→ GOAL OF THE EXERCISE:
Within the listing below, please show every line carrying the string "well".

☆ ☆ ☆ ☆ ☆ ☆ ☆

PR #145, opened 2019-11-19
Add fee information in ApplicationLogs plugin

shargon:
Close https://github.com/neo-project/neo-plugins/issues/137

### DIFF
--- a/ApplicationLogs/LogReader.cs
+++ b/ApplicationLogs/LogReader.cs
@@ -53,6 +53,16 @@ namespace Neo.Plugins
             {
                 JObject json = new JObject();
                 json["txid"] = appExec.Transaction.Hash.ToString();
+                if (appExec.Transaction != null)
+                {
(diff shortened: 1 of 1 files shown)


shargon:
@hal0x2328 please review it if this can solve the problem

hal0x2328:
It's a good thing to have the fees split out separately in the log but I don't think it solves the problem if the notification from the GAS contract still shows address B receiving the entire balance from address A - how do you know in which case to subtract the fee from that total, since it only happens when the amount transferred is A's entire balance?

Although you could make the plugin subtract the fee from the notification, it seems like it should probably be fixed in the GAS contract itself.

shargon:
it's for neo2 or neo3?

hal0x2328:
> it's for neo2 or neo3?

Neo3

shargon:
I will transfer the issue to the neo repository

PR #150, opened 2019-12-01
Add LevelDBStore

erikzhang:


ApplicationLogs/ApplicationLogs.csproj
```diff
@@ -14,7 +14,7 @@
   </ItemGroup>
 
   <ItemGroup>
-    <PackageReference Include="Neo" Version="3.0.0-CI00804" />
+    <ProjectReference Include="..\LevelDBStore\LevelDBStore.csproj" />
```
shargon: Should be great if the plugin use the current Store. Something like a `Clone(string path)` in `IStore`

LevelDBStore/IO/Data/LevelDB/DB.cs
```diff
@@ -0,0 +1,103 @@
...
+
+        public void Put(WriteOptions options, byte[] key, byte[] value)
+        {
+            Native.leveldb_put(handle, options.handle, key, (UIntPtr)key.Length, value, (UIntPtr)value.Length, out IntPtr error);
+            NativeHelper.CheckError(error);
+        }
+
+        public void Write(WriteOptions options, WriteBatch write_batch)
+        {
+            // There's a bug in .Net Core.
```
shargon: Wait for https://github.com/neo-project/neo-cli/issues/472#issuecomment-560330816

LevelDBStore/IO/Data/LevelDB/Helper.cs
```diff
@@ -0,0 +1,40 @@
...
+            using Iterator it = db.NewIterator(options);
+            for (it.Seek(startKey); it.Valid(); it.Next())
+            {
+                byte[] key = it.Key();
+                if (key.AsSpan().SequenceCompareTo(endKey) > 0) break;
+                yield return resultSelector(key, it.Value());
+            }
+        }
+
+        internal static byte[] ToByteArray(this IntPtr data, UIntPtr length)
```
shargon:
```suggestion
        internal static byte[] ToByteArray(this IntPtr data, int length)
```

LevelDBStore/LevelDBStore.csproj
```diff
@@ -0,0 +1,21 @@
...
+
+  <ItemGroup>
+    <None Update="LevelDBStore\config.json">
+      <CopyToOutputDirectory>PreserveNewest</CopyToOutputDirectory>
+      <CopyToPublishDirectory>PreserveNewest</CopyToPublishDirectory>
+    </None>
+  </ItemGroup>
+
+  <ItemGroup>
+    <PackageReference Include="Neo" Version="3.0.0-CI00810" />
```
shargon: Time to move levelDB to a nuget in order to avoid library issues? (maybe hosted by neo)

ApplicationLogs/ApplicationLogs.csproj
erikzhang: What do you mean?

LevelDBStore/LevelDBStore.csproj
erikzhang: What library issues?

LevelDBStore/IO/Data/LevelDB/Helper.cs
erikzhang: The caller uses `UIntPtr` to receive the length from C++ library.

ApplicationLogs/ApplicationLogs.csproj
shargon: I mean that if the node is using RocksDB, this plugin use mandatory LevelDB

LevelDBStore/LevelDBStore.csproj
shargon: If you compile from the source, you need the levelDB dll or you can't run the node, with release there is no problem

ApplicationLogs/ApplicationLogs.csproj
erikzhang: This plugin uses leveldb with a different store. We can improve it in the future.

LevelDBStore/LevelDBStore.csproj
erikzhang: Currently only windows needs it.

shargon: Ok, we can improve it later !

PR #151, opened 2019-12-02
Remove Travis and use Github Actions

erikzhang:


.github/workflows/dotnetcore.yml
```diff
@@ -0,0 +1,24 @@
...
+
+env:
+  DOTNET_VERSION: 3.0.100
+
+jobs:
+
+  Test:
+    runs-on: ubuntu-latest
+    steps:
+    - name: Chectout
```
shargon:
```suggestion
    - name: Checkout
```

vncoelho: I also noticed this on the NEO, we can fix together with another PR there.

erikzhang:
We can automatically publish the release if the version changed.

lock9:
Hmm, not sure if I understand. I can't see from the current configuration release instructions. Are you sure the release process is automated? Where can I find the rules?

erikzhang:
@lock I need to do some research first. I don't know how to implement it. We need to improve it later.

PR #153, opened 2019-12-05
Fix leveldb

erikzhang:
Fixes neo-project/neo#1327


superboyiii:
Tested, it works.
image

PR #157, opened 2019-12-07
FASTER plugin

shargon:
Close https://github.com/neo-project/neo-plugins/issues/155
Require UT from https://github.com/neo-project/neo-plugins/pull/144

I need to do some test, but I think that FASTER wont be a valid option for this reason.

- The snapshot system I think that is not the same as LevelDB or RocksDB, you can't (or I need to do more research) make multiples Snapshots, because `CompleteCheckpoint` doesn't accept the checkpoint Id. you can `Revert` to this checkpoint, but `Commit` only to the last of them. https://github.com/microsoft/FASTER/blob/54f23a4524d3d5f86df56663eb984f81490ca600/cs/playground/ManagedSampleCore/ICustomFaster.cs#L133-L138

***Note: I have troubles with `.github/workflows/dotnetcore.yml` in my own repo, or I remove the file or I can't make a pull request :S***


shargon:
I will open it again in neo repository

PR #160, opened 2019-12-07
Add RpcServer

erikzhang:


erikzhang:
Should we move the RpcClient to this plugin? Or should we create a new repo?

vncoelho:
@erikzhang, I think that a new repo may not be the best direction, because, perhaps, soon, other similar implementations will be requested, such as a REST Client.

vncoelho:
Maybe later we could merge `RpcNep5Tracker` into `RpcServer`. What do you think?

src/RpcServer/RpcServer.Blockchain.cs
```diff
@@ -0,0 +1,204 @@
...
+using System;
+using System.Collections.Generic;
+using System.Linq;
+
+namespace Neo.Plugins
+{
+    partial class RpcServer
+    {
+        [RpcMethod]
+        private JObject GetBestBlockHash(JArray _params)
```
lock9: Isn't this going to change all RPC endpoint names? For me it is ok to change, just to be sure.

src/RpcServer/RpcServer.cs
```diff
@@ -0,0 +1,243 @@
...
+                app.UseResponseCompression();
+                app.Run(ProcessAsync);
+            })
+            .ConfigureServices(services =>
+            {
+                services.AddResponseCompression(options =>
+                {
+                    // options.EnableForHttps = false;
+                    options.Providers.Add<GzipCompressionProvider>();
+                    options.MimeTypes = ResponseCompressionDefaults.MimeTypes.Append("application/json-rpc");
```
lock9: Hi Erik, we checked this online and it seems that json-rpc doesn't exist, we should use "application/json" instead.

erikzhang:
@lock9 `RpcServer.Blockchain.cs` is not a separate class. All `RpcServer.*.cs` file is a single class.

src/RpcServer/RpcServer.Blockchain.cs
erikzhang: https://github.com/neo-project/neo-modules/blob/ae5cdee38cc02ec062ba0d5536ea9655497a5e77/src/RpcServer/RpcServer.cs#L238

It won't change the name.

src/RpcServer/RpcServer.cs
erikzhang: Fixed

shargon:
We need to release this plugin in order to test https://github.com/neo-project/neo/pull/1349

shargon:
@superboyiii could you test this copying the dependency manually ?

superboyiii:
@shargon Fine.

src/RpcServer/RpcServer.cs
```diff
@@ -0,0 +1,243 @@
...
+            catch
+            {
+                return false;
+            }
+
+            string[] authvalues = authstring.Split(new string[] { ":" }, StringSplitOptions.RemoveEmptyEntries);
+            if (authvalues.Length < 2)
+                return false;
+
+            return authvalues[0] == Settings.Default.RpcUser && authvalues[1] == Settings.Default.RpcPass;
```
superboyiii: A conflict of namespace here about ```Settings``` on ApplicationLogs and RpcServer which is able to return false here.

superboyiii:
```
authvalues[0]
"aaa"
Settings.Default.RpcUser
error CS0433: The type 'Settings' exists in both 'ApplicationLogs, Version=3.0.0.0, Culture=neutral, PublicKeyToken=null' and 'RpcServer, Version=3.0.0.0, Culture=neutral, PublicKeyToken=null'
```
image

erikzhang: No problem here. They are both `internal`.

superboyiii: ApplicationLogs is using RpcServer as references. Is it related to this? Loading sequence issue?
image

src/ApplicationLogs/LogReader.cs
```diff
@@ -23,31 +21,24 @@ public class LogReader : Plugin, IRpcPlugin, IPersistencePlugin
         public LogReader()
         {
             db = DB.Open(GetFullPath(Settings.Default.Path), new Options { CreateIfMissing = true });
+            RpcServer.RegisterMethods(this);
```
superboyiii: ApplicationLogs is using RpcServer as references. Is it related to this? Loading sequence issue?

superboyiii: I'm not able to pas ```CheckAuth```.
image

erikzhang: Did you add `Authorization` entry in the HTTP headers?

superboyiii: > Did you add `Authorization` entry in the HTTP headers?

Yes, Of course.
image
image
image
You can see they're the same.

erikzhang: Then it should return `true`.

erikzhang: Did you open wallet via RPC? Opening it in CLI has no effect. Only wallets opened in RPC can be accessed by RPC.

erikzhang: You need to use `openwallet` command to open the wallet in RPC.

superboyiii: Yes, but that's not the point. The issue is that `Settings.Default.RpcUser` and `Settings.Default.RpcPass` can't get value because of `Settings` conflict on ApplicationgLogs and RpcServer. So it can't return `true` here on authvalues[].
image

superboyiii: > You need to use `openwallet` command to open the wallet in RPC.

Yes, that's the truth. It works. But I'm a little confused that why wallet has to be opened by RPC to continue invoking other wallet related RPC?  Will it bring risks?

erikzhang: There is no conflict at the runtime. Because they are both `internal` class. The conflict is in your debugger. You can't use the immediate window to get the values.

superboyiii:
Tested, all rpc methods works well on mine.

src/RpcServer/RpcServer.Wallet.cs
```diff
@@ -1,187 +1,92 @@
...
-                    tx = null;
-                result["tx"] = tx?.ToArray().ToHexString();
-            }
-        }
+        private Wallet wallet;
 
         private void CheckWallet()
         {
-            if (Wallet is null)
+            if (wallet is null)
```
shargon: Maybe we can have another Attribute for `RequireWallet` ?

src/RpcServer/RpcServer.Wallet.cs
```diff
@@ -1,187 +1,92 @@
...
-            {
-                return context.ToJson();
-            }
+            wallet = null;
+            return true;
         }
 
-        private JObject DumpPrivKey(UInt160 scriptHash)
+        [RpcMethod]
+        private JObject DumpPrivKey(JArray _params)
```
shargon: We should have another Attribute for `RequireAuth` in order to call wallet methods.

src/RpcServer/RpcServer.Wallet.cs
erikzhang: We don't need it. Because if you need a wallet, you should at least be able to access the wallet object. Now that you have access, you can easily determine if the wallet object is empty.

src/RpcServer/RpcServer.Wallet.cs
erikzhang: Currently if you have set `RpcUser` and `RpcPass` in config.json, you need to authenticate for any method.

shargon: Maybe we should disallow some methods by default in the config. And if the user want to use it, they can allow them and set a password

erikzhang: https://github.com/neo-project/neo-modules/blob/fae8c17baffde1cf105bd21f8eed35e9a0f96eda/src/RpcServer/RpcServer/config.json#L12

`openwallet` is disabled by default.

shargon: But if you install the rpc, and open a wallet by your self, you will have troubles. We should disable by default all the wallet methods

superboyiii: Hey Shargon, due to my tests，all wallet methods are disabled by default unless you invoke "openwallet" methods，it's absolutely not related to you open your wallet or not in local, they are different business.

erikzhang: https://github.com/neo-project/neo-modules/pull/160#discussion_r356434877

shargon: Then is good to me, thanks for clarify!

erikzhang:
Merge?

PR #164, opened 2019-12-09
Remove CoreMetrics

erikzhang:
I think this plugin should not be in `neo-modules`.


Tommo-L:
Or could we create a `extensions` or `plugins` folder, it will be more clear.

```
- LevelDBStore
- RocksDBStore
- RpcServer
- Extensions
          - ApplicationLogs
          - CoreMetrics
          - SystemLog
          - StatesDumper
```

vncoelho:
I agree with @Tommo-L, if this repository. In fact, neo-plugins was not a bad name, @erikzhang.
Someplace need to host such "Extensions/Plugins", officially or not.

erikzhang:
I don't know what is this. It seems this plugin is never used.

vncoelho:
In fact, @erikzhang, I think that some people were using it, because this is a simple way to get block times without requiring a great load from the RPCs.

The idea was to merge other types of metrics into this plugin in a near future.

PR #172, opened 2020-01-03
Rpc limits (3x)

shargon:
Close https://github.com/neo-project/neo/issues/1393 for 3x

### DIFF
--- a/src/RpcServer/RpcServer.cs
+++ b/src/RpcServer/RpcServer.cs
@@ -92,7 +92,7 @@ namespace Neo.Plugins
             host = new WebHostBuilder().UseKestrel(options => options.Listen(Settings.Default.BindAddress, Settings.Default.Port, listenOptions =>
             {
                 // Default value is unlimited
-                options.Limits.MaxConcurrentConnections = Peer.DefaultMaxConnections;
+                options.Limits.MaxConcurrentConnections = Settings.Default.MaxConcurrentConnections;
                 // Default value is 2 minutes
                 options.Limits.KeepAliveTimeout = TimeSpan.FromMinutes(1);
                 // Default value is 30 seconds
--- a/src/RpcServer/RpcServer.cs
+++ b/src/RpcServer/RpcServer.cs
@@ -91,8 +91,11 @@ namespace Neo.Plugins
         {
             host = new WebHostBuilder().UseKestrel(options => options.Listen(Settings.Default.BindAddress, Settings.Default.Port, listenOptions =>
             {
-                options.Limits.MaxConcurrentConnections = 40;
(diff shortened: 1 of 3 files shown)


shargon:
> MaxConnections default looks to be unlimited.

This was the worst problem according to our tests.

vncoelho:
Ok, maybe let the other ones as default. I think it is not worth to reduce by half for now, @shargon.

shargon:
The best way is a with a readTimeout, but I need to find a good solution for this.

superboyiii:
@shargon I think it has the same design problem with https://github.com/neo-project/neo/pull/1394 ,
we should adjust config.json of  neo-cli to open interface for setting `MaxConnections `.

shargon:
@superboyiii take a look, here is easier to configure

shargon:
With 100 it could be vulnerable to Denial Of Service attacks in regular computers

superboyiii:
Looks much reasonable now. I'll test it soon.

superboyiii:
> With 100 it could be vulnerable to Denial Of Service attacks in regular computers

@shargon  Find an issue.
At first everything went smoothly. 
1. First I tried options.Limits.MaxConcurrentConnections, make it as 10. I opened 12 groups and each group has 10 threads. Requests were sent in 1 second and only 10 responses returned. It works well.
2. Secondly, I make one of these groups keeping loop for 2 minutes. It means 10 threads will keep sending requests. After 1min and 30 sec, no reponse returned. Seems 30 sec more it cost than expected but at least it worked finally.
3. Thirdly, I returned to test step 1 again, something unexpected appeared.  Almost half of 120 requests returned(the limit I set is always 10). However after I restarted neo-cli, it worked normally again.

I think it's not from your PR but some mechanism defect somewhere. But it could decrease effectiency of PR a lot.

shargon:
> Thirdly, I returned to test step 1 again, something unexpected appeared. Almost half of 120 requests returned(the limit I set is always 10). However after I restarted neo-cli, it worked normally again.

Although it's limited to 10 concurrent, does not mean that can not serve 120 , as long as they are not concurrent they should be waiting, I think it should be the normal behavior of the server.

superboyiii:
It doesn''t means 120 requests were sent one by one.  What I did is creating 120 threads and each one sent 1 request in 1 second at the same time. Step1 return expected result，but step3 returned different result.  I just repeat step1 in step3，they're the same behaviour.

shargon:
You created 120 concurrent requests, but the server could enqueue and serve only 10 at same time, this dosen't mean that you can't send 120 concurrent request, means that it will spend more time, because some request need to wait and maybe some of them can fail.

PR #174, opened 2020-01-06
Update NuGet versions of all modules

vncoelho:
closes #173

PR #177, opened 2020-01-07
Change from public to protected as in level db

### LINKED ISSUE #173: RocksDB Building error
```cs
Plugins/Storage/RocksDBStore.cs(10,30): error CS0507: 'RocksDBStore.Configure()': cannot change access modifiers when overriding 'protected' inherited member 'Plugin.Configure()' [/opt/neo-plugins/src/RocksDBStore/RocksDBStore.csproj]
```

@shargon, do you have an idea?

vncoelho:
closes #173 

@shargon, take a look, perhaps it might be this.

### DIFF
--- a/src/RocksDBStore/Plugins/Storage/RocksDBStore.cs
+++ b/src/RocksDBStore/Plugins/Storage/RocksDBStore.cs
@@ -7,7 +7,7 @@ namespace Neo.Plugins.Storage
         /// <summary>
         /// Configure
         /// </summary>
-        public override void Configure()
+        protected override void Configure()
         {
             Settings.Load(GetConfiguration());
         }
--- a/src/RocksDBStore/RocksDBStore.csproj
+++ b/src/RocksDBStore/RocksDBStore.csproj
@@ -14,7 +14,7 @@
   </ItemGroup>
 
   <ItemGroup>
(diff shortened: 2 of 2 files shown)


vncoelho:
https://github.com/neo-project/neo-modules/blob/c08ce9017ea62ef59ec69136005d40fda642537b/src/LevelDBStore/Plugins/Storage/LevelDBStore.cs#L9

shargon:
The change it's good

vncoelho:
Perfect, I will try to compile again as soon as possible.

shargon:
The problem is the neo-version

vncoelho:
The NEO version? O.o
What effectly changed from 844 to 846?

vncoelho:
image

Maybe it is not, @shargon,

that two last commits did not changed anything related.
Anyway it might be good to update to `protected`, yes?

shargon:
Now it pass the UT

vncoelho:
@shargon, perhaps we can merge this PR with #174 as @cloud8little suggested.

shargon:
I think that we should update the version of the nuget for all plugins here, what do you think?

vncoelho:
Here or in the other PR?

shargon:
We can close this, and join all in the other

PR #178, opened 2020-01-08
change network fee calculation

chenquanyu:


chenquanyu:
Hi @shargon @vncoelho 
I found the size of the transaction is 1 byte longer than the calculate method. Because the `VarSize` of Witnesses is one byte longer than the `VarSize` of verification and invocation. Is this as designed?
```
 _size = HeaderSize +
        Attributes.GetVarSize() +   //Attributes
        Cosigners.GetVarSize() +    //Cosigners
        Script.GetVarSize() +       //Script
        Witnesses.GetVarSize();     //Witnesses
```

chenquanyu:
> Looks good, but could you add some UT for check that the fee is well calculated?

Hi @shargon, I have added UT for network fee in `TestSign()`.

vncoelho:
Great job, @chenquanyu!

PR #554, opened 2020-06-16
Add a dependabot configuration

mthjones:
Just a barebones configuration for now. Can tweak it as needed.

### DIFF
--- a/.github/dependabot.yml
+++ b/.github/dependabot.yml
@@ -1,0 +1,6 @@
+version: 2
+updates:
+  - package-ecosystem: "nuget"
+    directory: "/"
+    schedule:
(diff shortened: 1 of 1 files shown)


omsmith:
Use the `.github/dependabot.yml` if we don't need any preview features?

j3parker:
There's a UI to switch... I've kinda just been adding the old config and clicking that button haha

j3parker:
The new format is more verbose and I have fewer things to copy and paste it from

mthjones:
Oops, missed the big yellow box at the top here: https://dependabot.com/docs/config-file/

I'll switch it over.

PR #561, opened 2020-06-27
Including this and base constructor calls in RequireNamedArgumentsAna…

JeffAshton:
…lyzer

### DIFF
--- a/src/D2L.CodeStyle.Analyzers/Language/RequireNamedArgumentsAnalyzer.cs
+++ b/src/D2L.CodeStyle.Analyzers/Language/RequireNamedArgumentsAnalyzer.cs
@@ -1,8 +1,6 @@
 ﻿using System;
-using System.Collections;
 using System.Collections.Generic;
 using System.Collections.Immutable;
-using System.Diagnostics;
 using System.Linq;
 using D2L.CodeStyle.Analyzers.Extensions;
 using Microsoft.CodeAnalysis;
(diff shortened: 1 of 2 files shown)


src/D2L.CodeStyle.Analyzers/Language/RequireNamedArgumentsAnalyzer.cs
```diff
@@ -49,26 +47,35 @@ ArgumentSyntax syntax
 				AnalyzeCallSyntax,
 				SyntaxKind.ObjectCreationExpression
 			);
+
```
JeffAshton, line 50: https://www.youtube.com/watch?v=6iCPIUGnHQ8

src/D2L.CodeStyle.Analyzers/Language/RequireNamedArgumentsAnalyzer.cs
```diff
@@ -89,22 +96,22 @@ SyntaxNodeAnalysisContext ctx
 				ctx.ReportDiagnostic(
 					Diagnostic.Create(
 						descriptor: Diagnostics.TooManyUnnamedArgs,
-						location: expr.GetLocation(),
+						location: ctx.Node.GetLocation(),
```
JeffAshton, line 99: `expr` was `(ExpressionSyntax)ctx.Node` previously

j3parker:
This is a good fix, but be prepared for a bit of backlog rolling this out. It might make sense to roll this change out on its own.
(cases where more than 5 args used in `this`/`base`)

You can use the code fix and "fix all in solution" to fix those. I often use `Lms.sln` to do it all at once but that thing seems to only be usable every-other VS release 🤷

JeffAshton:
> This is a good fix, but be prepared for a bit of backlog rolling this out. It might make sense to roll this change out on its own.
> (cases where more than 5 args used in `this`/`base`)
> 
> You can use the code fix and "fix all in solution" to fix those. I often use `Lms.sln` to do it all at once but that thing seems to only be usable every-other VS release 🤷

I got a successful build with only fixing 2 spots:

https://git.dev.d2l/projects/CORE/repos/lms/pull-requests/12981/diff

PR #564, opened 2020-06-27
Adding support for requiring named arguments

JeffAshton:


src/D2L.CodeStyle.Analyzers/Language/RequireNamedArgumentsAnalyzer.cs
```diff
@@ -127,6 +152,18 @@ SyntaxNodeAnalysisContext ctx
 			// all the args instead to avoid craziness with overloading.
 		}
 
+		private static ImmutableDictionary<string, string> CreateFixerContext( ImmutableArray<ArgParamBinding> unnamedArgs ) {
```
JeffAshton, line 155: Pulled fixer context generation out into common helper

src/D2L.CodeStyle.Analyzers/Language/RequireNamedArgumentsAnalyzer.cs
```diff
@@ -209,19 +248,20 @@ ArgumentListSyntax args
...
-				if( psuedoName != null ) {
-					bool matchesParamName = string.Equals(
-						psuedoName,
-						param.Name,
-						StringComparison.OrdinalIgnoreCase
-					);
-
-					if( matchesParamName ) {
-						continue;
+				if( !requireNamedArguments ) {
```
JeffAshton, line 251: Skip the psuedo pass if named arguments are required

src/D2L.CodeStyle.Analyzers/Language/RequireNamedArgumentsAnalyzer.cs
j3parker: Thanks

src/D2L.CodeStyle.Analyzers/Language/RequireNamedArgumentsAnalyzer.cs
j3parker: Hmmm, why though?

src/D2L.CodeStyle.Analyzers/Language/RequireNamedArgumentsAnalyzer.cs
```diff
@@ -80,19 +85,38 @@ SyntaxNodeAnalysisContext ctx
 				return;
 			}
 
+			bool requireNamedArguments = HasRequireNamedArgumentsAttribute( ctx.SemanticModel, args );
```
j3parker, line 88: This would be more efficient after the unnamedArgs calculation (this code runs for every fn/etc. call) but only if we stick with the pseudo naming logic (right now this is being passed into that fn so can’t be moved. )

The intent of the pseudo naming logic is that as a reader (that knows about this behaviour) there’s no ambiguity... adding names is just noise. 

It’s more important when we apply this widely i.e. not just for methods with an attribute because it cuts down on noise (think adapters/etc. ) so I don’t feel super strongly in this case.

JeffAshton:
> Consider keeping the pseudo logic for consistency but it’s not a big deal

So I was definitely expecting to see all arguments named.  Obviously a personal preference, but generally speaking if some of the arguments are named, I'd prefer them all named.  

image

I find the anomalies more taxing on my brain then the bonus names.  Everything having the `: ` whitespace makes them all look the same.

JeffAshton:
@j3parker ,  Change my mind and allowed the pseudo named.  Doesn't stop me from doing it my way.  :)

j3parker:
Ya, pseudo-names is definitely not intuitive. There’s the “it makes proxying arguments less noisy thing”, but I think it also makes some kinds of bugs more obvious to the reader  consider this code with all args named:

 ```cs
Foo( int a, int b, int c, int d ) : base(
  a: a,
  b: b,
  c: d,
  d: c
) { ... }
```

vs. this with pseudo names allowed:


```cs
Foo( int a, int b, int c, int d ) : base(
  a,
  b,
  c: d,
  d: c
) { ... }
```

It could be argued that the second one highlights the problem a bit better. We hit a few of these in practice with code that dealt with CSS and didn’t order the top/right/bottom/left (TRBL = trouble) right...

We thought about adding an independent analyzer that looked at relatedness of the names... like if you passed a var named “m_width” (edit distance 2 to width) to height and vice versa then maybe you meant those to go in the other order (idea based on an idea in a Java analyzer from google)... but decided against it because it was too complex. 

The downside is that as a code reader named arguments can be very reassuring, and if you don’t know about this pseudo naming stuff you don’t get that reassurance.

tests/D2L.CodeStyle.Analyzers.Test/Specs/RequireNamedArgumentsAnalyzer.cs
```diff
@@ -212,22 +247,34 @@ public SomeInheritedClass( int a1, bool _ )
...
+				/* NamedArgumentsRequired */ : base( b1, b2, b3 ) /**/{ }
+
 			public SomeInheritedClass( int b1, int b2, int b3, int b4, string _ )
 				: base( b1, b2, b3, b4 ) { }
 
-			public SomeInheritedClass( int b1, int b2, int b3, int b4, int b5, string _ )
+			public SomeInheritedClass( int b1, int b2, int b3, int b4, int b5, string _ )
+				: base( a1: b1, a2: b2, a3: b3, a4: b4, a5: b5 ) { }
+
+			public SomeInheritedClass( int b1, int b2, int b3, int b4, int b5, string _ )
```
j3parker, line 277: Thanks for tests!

☆ ☆ ☆ ☆ ☆ ☆ ☆

→ EXERCISE OUTPUT:
Tested, all rpc methods works well on mine.
1. First I tried options.Limits.MaxConcurrentConnections, make it as 10. I opened 12 groups and each group has 10 threads. Requests were sent in 1 second and only 10 responses returned. It works well.
> Looks good, but could you add some UT for check that the fee is well calculated?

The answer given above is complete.